[Collected data entries]
Issue #763, opened 2020-09-26
GCC 10 fixes in upstream binutils-ia16


xenoxaos:
There's issues with binutils-ia16. I've already created a PR with the fixes in it:
https://github.com/tkchia/binutils-ia16/pull/8

If I remember, I'll create a PR with an updated tools/Makefile to point to the commit, but I might forget once it's merged. So, creating an issue for one of us to check it out

tkchia:
Hello @ghaerr,

In sum, it seems there were some errors when building `binutils-ia16` with GCC 10.  (I did not encounter them as I was building with GCC 9.)  Do you think you would like to bump up the `binutils-ia16` version to use, to address this?  Thanks!

ghaerr:
Hello @tkchia,

Considering that Mike required it for his build, you might as well bump the version number as well in your fix for it in #764, along with a message that a rebuild is not required and the fix only applies if using GCC 10. For our users that have not yet rebuilt their toolchain for the new ld.gold linker support, they'll get the all the fixes.

Thank you!

tkchia:
Hello @ghaerr: OK, I have updated the PR.  Thanks!

ghaerr:
Hello @tkchia,

Is this issue finalized?

I'd like to close it unless there's a reason to keep it open across v0.4.0.

Thank you!

tkchia:
Hello @ghaerr,

> Is this issue finalized?

Not quite --- if I remember correctly, the `binutils-ia16` version used in ELKS has not yet been bumped up to a newer version.  For now though, this only affects people trying to build ELKS and the toolchain under newer versions of host GCC.

Thank you!

tkchia:
With the PR https://github.com/jbruchon/elks/pull/884 , this problem should be fixed now.  Thanks!

PR #884, opened 2020-11-28
[tools] Bump up binutils-ia16 & gcc-ia16 versions

tkchia:
This should fix some compilation errors that happened when building `binutils-ia16` with host GCC 10 (https://github.com/jbruchon/elks/issues/763), &amp; also fix some inefficiencies &amp; corner case bugs in `gcc-ia16`.

### DIFF
--- a/tools/Makefile
+++ b/tools/Makefile
@@ -23,7 +23,7 @@ BUILDDIR=$(CROSSDIR)/build
 
 # BINUTILS for IA16
 
-BINUTILS_VER=f19a905d1434da03940951913514a9ef12f0d7dd
+BINUTILS_VER=164dc55d3d9488a487d39c2e7f3f8cadf6dc12f5
 BINUTILS_DIST=binutils-ia16-$(BINUTILS_VER)
 
 $(DISTDIR)/$(BINUTILS_DIST).tar.gz:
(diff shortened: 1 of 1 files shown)


ghaerr:
Hello @tkchia,

Should we all update our toolchain now with this, or is this more for maintenance, keeping your changes updated in ELKS (apart from GCC 10 issues)?

Thank you!

tkchia:
Hello @ghaerr,

This is more for maintenance --- there should be no urgent need to upgrade the toolchain for now.

(The corner case bugs involve

  * far functions which are defined weak or defined with `extern inline`, and
  * tests for the `__FAR` or `__SEG_SS` macros in C++ code.

These are not currently used in ELKS.)

Thank you!

ghaerr:
Hello @tkchia,

Can you look at the check failed on my last PR, #887? The build has been failing since I committed your (this) PR #884. For some reason, GitHub didn't say anything about it until I pushed another PR.

Thank you!

tkchia:
Hello @ghaerr,

Thanks for the report!

It seems that the issue only affects the building of the kernel --- specifically, some of the special [`segelf`](https://git.zytor.com/users/hpa/segelf/abi.git/plain/segelf.txt) symbols turn out to be undefined in the assembly language modules in the kernel.  This is most probably because the assembly modules were not built with `segelf` enabled.

I am not sure why this problem is only surfaced now, but it is definitely a problem, and an (earlier) oversight on my part.

I am now trying to see if modifying
```
ASFLAGS = $(CPU_AS) $(ARCH_AS)
```
to
```
ASFLAGS = $(CPU_AS) $(ARCH_AS) --32-segelf
```
in `elks/Makefile-rules` will solve the problem.

Thank you!

PR #887, opened 2020-11-30
[cmds] Fix cp command

### LINKED ISSUE #886: Failed install with sys
The sys command does not complete the installation: no files are copied to /bin and /etc folders. 
The cp command does not give a reason for the failure or provides an error code - nothing. 
It happens at the end of the copy process, because it takes time (proportional to the file I think) before it fails. 
The system can boot after that even without the files in /bin with some errors.
Both fat16 and fat32 are affected.
There are no other error messages except for cp.
Partition was created with fdisk and formatted with mkfat.
Problem encountered several times.

ghaerr:
Fixes #886. 

So much for a perfect v0.4.0. Looks like my `cp -R` enhancement broke cp without -R.

### DIFF
--- a/elkscmd/file_utils/cp.c
+++ b/elkscmd/file_utils/cp.c
@@ -589,10 +589,7 @@ int copyfile(char *srcname, char *destname, int setmodes)
 	}
 
 	close(rfd);
-	if (close(wfd) < 0) {
-		perror(destname);
-		return 1;
-	}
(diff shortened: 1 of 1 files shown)


tkchia:
Hello @ghaerr,

Perhaps you can try rebasing this on top of my PR https://github.com/jbruchon/elks/pull/888 ?  Thank you!

PR #889, opened 2020-12-01
[cmds] Enhance mv to support renaming symlinks

### LINKED ISSUE #882: Mv doesn't support renaming symlinks
I believe this is a recently introduced 'anomaly' to `ls`: 

If listing the current directory, symbolic links show up as their target, if in a different directory (i.e. there is a path), the display is fine.

```
# cd /var/www
# ln -s /dev/hda hdimage
# ls -l 
brw-r--r--  2 root     root       3,   0  Nov 26 09:57 hdimage
-rwxr-xr-x  1 root     root          275  Nov 26 09:57 index.html
# mkdir x
# ln -s /dev/fd1 x/fd
# ls -l x
lrwxrwxrwx  1 root     root            8  Nov 26 14:00 fd -> /dev/fd1
# mv x/fd .
# ls -l 
brw-r--r--  2 root     root       3, 160  Nov 26 09:57 fd
brw-r--r--  2 root     root       3,   0  Nov 26 09:57 hdimage
-rwxr-xr-x  1 root     root          275  Nov 26 09:57 index.html
drwxrwxrwx  2 root     root           48  Nov 26 14:02 x
# 
```

ghaerr:
Fixes #882.

Also updates `access` to use F_OK as suggested by @toncho11.

### DIFF
--- a/elkscmd/file_utils/mv.c
+++ b/elkscmd/file_utils/mv.c
@@ -192,10 +192,7 @@ int copyfile(srcname, destname, setmodes)
 	}
 
 	close(rfd);
-	if (close(wfd) < 0) {
-		perror(destname);
-		return 0;
-	}
+	close(wfd);
 
 	if (setmodes) {
 		(void) chmod(destname, statbuf1.st_mode);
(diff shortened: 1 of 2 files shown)


toncho11:
Is this code in copyfile() in mv.c

```
if (close(wfd) < 0) {
		perror(destname);
		return 0;
	}
```
problematic? Same code was corrected in cp.c in #887 
In general it is a good idea to check if fclose < 0 , but then this seems to be a problem in cp.c.
And it is return 0, instead of return 1.

ghaerr:
Hello @toncho11,

Thanks for the code review.

> In general it is a good idea to check if fclose < 0 , but then this seems to be a problem in cp.c.

Yes, with `fclose` there may be buffered contents so a final write error could be returned at close.
`close` on the other hand will never return a write error, only an error on bad file descriptor.

> And it is return 0, instead of return 1.

Yes, this is confusing, as the routines (although documented) returns opposite error codes. I've changed it.

Thank you!

PR #890, opened 2020-12-02
[kernel] Allow legacy v0 a.out programs to run with minimal stack

ghaerr:
Fixes kernel to be able to run legacy ELKS (v0 header) programs that allocated less memory than INIT_STACK bytes for stack.
Runs programs produced by [Alfonso Marton's](http://www.alfonsomartone.itb.it/fhlvnr.html) `exe2elks` Turbo-C DOS to ELKS conversion program.

Incompatibility found by @toncho11 in https://github.com/jbruchon/elks/issues/871#issuecomment-729857520.

### DIFF
--- a/elks/arch/i86/kernel/process.c
+++ b/elks/arch/i86/kernel/process.c
@@ -66,6 +66,7 @@ void stack_check(void)
     {
 	/* optional: check stack over min stack*/
 	if (currentp->t_regs.sp < currentp->t_begstack - currentp->t_minstack) {
+	  if (currentp->t_minstack)	/* display if protected stack*/
 	    printk("(%d)STACK OVER MINSTACK by %u BYTES\n", currentp->pid,
 		currentp->t_begstack - currentp->t_minstack - currentp->t_regs.sp);
 	}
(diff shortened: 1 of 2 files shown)


tkchia:
Hello @ghaerr,

We should probably check that `heap` > `slen` (or even `heap` ≥ `slen` + [some minimal value]) before calculating `stack = heap - slen;` ?  Thanks!

ghaerr:
Hello @tkchia,

Thank you for your comment. I've realized that, for v0 header programs with nonzero chmem, calculating any arbitrary "stack" amount in exec.c is incorrect. In v1 program execution, the a.out header stack value (called minstack) specifies a protected stack size (or default of INIT_STACK) for the process. This value is saved and SP checked at each system call entry by stack_check, whose purpose is to inform the user should the stack overflow its allowed size (possibly into the allocated heap). In v0 program execution, and the ELKS kernel prior to v1 headers, the stack and heap grow towards each other and there is no stack overflow checking. For the kernel to claim an arbitrary protected stack area would be to decrease possibly required heap space set by the original program author, when chmem is specified (nonzero).

I think the best solution to this is to treat v0 header programs with nonzero chmem as having zero protected stack area, and let the program run with its requested total data space. This will allow v0 programs to use its requested heap or stack, although with no checking (heap overflow is still checked). This will require a small change in stack_check. I will update this PR after some testing.

Thank you!

tkchia (approved):

tkchia:
Hello @ghaerr,

Thank you!  Please merge once you are ready.

toncho11:
Yes, it does work with Alfonso's `hello` program.

PR #891, opened 2020-12-03
[net] Removed extraneous include in wd.c

Mellvik:
Extra #include <stddefs.h> removed.


ghaerr:
As part of this fix, I was going to update the description of the WD/SMC card to "WD/SMC 8003" in config.in as you suggested. To avoid two PR's why don't you add that also as part of this PR, thanks.

Mellvik:
Good Idea, @ghaerr,

Will do that.

—M

PR #899, opened 2021-01-16
Handle AltGr key mode with FR keyboard

hmlth:
Without this the AltGr don't work as expected with the french
azerty keyboard, for example the AltGr+" key generates a graphical
character and not #.

Tested on a IBM XT/286 and a french Model M AT keyboard.


ghaerr:
Hello @hmlth,

Thank you for using ELKS and providing this fix!

PR #901, opened 2021-03-29
[chmem] Also include far text segment size in output

tkchia:


tkchia:
This should address a flaw in `chmem` highlighted at https://github.com/tkchia/gcc-ia16/issues/73 .

ghaerr (approved):
Looks great @tkchia, thanks!

PR #904, opened 2021-03-30
[dircon] Add ANSI sequences necesssary for nano and mined editors

ghaerr:
Adds the following ANSI sequence recognitions to Direct and BIOS consoles:
```
\E[d    vpa
\E[G    hpa
\E[J    clear screen to bottom
\E[K    clear line to EOL
\E[1K   clear line to BOL
\E[2K   clear line
\E[p1;p2;p3m    varargs ansi color/mode
```

### DIFF
--- a/elks/arch/i86/drivers/char/console.c
+++ b/elks/arch/i86/drivers/char/console.c
@@ -105,8 +105,18 @@ static void AnsiCmd(register Console * C, char c)
 	if (C->cy > MaxRow)
 	    C->cy = MaxRow;
 	break;
+    case 'd':			/* Vertical position absolute */
+	C->cy = parm1(C->params) - 1;
+	if (C->cy > MaxRow)
+	    C->cy = MaxRow;
+	break;
     case 'C':			/* Move right n characters */
 	C->cx += parm1(C->params);
+	if (C->cx > MaxCol)
+	    C->cx = MaxCol;
+	break;
+    case 'G':			/* Horizontal position absolute */
+	C->cx = parm1(C->params) - 1;
 	if (C->cx > MaxCol)
 	    C->cx = MaxCol;
 	break;
@@ -118,12 +128,23 @@ static void AnsiCmd(register Console * C, char c)
     case 'H':			/* cursor move */
 	Console_gotoxy(C, parm2(C->params) - 1, parm1(C->params) - 1);
 	break;
-    case 'J':			/* erase */
-	if (parm1(C->params) == 2)
+    case 'J':			/* clear screen */
+	n = atoi((char *)C->params);
+	if (n == 0) { 		/* to bottom */
+	    ClearRange(C, C->cx, C->cy, MaxCol, C->cy);
+	    if (C->cy < MaxRow)
+		ClearRange(C, 0, C->cy, MaxCol, MaxRow);
+	} else if (n == 2)	/* all*/
 	    ClearRange(C, 0, 0, MaxCol, MaxRow);
 	break;
-    case 'K':			/* Clear to EOL */
-	ClearRange(C, C->cx, C->cy, MaxCol, C->cy);
+    case 'K':			/* clear line */
+	n = atoi((char *)C->params);
+	if (n == 0)		/* to EOL */
+	    ClearRange(C, C->cx, C->cy, MaxCol, C->cy);
+	else if (n == 1)	/* to BOL */
+	    ClearRange(C, 0, C->cy, C->cx, C->cy);
+	else if (n == 2)	/* all */
+	    ClearRange(C, 0, C->cy, MaxCol, C->cy);
 	break;
     case 'L':			/* insert line */
 	ScrollDown(C, C->cy);
@@ -132,18 +153,21 @@ static void AnsiCmd(register Console * C, char c)
 	ScrollUp(C, C->cy);
 	break;
     case 'm':			/* ansi color */
-	n = atoi((char *)C->params);
-	if (n >= 30 && n <= 37) {
+      {
+	char *p = (char *)C->params;
+	do {
+	  n = atoi(p);
+	  if (n >= 30 && n <= 37) {
 	    C->attr &= 0xf8;
 	    C->attr |= (n-30) & 0x07;
 	    C->color = C->attr;
-	}
-	else if (n >= 40 && n <= 47) {
+	  }
+	  else if (n >= 40 && n <= 47) {
 	    C->attr &= 0x8f;
 	    C->attr |= ((n-40) << 4) & 0x70;
 	    C->color = C->attr;
-	}
-	else switch (n) {
+	  }
+	  else switch (n) {
 	    case 0:
 		C->attr = C->color;
 		break;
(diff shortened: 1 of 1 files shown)


Mellvik:
@ghaerr, 
thanks for a veritable queue of important  improvements - I'm trying to catch up with testing without running out of breath ...

While I haven't tested the augmented nano, I noted that 'colourful ls' (as in most Linuxes) doesn't like the new ANSI codes. At least I'm assuming that to be the explanation - see pictures below. I'm telnetting to a Linux box (RaspberryPi), and doing a `ls -l` (using the fd image you supplied a few days ago, thanks BTW!). Before this change, there was no reverse video or any other effects when running color-ls via telnet.


Is there an easy fix for this?



--Mellvik

IMG_6661
Skjermbilde 2021-04-07 kl  13 11 18

ghaerr:
Hello @Mellvik,

As usual, thanks a lot for your testing!

>  I noted that 'colourful ls' (as in most Linuxes) doesn't like the new ANSI codes. At least I'm assuming that to be the explanation - see pictures below. I'm telnetting to a Linux box (RaspberryPi), and doing a ls -l (using the fd image you supplied a few days ago, thanks BTW!). Before this change, there was no reverse video or any other effects when running color-ls via telnet.
> Is there an easy fix for this?

The new ANSI sequences shouldn't affect this, but the color and reverse video mode sequence `ESC [ ... m` was rewritten, that's likely where the problem is.

The first thing to check is whether the RPi TERM variable is set to ANSI, rather than xterm-256color. But still, it seems something is broken.

Can you capture an "ls -l > file" and post the capture? That would help, since my system doesn't have color ls.

Is the Compaq screenshot showing the ls -l color output using `miniterm`?

> using the fd image you supplied a few days ago, thanks BTW!

If you're running that image on the Compaq, then you're running the new compressed binaries! Can you notice any increase in speed from floppy reads, or decrease in speed from decompressing (should be fast)?

Thank you!

ghaerr:
> Can you capture an "ls -l > file" and post the capture? That would help, since my system doesn't have color ls.

Oops - redirecting color ls output causes ls to not emit any color sequences. I've got macOS `ls -G` displaying color sequences, but can't reproduce your problem yet on macOS.

Looking at `man ls`, a couple environment variables control `ls` color output: LSCOLORS and CLICOLOR. I don't see these exported in the macOS environment, can you check your RPi system to see if they might be exported by `env`? The man page also says setting "CLICOLOR_FORCE" in the environment will force keeping the escape sequences emitted when redirecting to a file: "CLICOLOR_FORCE= ls -G > file" should do the trick.

A closer look at your screenshots seem to show that the bug occurs at the end of a line where reverse video is being shown, and ELKS console is carrying over the reverse video onto the next line. There may be an additional problem with reverse video on line 25 as well. 

Another thought would be to unset LSCOLORS and CLICOLOR in the environment, to see how that affects things.

Mellvik:
Thanks @ghaerr,
And yes, ls will not do that, but a screen() session output file (screenlog.0 etc.) does.
So I got a full dump, esc sequences and the shebang. Will upload and analyze in the morning.

-M

Mellvik:
OK; we got some more data on the issue. 

> Is the Compaq screenshot showing the ls -l color output using miniterm?

No, that screenshot was not from the compaq at all (it was from the mac ssh'd to the raspi), only to show the `ls` output from a 'regular' terminal window.

And yes, the `TERM` is set to ansi.

It turns out from inspecting the `ls` output (see below), that

- the `set green color` escape sequence ( ^[[01;32m) for some reason now triggers reverse video
- the `reset color` sequence (^[[0m) does not reset it
- ... but `set blue color` does the reset (^[[01;34m)
- I haven't been able to figure out why the reverse video sometimes extents to the end of the line (screen), and some times does not.

```
drwxr-xr-x  8 helge helge      4096 Oct 28  2018 ^[[01;34mvenix^[[0m^M
-rwxr-x---  1 helge helge      1574 May 14  2017 ^[[01;32mvenix-getty.mod^[[0m^M
drwx------  3 helge helge      4096 Feb 10  2016 ^[[01;34mvenix-tenox-images^[[0m^M
drwxr-xr-x 13 helge helge      4096 Oct 28  2018 ^[[01;34mvenix-umansky^[[0m^M
-rw-r--r--  1 helge root    1474560 Nov 11  2016 venix-xfer.dd^M
drwxr-xr-x  2 helge helge      4096 Apr 30  2018 ^[[01;34mvenix.backup^[[0m^M
-rw-r--r--  1 root  root   42606080 Oct 12 12:53 venix.raw.disk.oct2020.img^M
drwx------  7 helge helge      4096 May  3  2016 ^[[01;34mvenix_good_160502^[[0m^M
-rwxr-xr-x  1 helge helge      7483 Jul 23  2020 ^[[01;32mvtemu.com^[[0m^M
-rw-r--r--  1 helge helge     22712 Nov 13 13:05 x^M
drwxr-xr-x  2 helge helge      4096 Dec  3  2018 ^[[01;34mzmodem.debug^[[0m^M
^[[01;32mhelge@raspberrypi^[[00m:^[[01;34m~ $^[[00m 
```

@ghaerr, hope you can make some sense of this. Let me know if you need more data. 

--Mellvik

ghaerr:
Hello @Mellvik,

Thanks, I should be able to fix the issue from this data. Any chance you could upload the data file itself? I could then double check by cat-ing it out, rather than having to create a file with those contents myself.

Mellvik:
[ls-out-raspi.zip](https://github.com/jbruchon/elks/files/6279929/ls-out-raspi.zip)

The complete `ls` output included, containing the lines from the listing above towards the end.
Notice that the list is not identical to the ones in the previous screenshots, for some reason the sorting is different, possibly a locale related issue.

M

ghaerr:
Hello @Mellvik,

I think I've got this figured out. With the enhancement of parsing ESC [ p1;p2 m sequences with multiple parameters, the color attributes started working. The bug is that ESC [ 0 m doesn't turn off the color, just the bright attribute.

> the set green color escape sequence ( ^[[01;32m) for some reason now triggers reverse video

I'm thinking that's an issue on the Compaq Portable III mono screen: some "colors" are interpreted as reverse video, some not.

> I haven't been able to figure out why the reverse video sometimes extents to the end of the line (screen), and some times does not.

Since the ESC [ 0 m sequence doesn't turn off color, the color ends up eventually being shown in reverse video on the bottom line. When that happens, and a LF (scroll up) occurs, the right-hand side of the line is scrolled up with reverse video as well, by the BIOS.

I'll post a PR and bootable image for you.

Thank you!

ghaerr:
@Mellvik, try this bootable image. This should fix the color issue. There are two files in the root directory, cat-ing "file2" should look like this:
Screen Shot 2021-04-08 at 10 16 37 AM

[EDIT: Note in the image above, there are a couple lines offset by the "high intensity" colors. This is because of the ELKS-unimplemented ESC ( B sequence. When that is removed, the test displays perfectly.]

[fd1440.bin.zip](https://github.com/jbruchon/elks/files/6280008/fd1440.bin.zip)

Issue #909, opened 2021-04-03
Possible continuing toolchain issues?


ghaerr:
Hello @tkchia,

Using the most recent source and toolchain, I have run into a *very* strange problem when compiling the kernel and booting ELKS. The problem seemingly manifests only with the new toolchain, and removing both of our recent group of  commits (back to Jan 16) makes no difference: adding the following single line causes a startup failure using the new toolchain, and not with the old:
```
diff --git a/elks/fs/exec.c b/elks/fs/exec.c
index b168ce49..80233e76 100644
--- a/elks/fs/exec.c
+++ b/elks/fs/exec.c
@@ -337,6 +337,7 @@ int sys_execve(char *filename, char *sptr, size_t slen)
 		   retval, (size_t)mh.tseg);
 	    goto error_exec4;
 	}
+printk("compr tseg xx bytesx1\n");
 #ifdef CONFIG_EXEC_MMODEL
 	if ((size_t)esuph.esh_ftseg) {
 	    currentp->t_regs.ds = seg_code->base + bytes_to_paras((size_t)mh.tseg);
```
With the above printk added, things fail. If a single byte is removed, the trailing "1" in the printk, things work.

The failure itself is quite strange: the boot appears to hang after the kernel relocation is applied:
<img width="832" alt="Screen Shot 2021-04-03 at 2 05 31 PM" src="https://user-images.githubusercontent.com/11985637/113493599-e0f71e80-949d-11eb-83d6-eaebbba92b9a.png">
However, the system will in fact boot and run seemingly normally if two characters are typed on the console!

The map files show no difference in text sections (when removing the single "1" character). I have printk-debugged the problem all the way into 'elks/arch/i86/drivers/char/xt_key.c::kbd_init()':
```
void kbd_init(void)
{
    /* Set off the initial keyboard interrupt handler */

    if (request_irq(KBD_IRQ, keyboard_irq, NULL))
    panic("Unable to get keyboard");

    set_leds();
    kb_read();      /* discard any unread keyboard input*/
}
```
The boot "hangs" just during calling set_leds(), and what appears to be happening is continuous interrupts (calls to) 'keyboard_irq'. I haven't been able to get much deeper as I'm only able to printk-debug and can't run elks-emu. Typing not one, but two characters at the console and the system continues the boot normally.

Does this happen on your system? 

[...]

PR #910, opened 2021-04-04
[kernel] bugfix: buf. overflow in mapping kbd. scancode to action

tkchia:
This bug may make ELKS "hang" at startup until the user presses some keys (https://github.com/jbruchon/elks/issues/909).

`set_leds()` causes the 8042 keyboard controller to return a `0xFA` (= KB_ACK) on the 8042 data port, and also issue an IRQ 1 for the `KB_ACK` (!).  Without this patch, the IRQ 1 handler may misinterpret the `0xFA` as a Caps Lock, Num Lock, or Scroll Lock key --- then it may erroneously invoke `set_leds()` again, leading to a spurious IRQ 1, leading to another spurious `set_leds()` call, etc.

### DIFF
--- a/elks/arch/i86/drivers/char/xt_key.c
+++ b/elks/arch/i86/drivers/char/xt_key.c
@@ -89,6 +89,8 @@ static unsigned char tb_state[] = {
     SSC, SSC, SSC, SSC, SSC, SSC, SSC, 'k', 'l' /*50->58, F11-F12*/
 };
 
+#define TB_STATE_MAX	(sizeof(tb_state) / sizeof(tb_state[0]) - 1)
+
 /*
  * Map CAPS|ALT|CTL|SHIFT into NORMAL,SHIFT,CAPS,CTL-ALT,
  * which are used to index into scan_tabs[].
@@ -192,7 +194,7 @@ static void keyboard_irq(int irq, struct pt_regs *regs, void *dev_id)
      *         10xx xxxxB, 0x80 Extended scan code
      *         11xx xxxxB, 0xC0 Simple Scan Code
      */
-    if (code >= 0x1C)
+    if (code >= 0x1C && code - 0x1C <= TB_STATE_MAX)
 	mode = tb_state[code - 0x1C]; /*is key a modifier key?*/
     else
         mode = SSC;


tkchia:
With this patch, the `0xFA` (`KB_ACK`) will be harmlessly interpreted as a release of a (likely non-existent) key with scan code `0x7A`.

ghaerr:
Hello @tkchia,

Amazing debugging work, thank you!!

Wow. So this kernel bug has been around since set_leds() was implemented, and depends on the contents of the overrun tb_state[] array, indexed by 0xFA (a key-up of non-existent scan code 7A and the keyboard ACK response). And it just so happens that with the new toolchain building the fartext kernel that the byte at that index equals the value of CAPS, NUM or SLOCK, causing another call to set_led() at interrupt time!!

> Under a buggy kernel, the bug is also triggered if you press Caps Lock, Num Lock, or Scroll Lock at some point after the system starts --- the terminal will weird out for a while.

I have tested the lock keys on real hardware. I suppose this is then the result of the hardware race between exactly where the kernel is inside kb_wait() and the subsequent forced calls to set_led() causing the loop. The interrupt timing must be different on hardware vs QEMU.

Separately, I'm wondering whether the whole approach taken by set_leds() is incorrect, with kbd_ack() busy looping, waiting for an 0xFA KBD_ACK from the keyboard controller; this will always cause a keyboard interrupt and possible race condition for reading the contents of the keyboard port at 0x64?

Thank you very much for this bug fix!!

ghaerr (approved):

tkchia:
Hello @ghaerr,

> Separately, I'm wondering whether the whole approach taken by set_leds() is incorrect, with kbd_ack() busy looping, waiting for an 0xFA KBD_ACK from the keyboard controller; this will always cause a keyboard interrupt and possible race condition for reading the contents of the keyboard port at 0x64?

Indeed --- it seems the code is mixing interrupt-driven I/O with polled I/O on the same ports.

Perhaps, if each write to port `0x60` to set the LED, i.e.
```
outb_p(LED_CODE, KEYBD);
```
and
```
outb_p(leds, KEYBD);
```
will result in an IRQ 1, maybe we should rely on the IRQ 1 invocations to tell when each command byte has been received.  This would mean turning `set_leds()` into some sort of interrupt-driven state machine.  [**Edit:** perhaps we should also need some sort of queue structure to hold the list of things we want to send to the 8042...]

Thank you!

What needs to be done — Search the entries above for the string "xxxxB". Copy each line that holds it.

Response for this exercise —
      *         10xx xxxxB, 0x80 Extended scan code
      *         11xx xxxxB, 0xC0 Simple Scan Code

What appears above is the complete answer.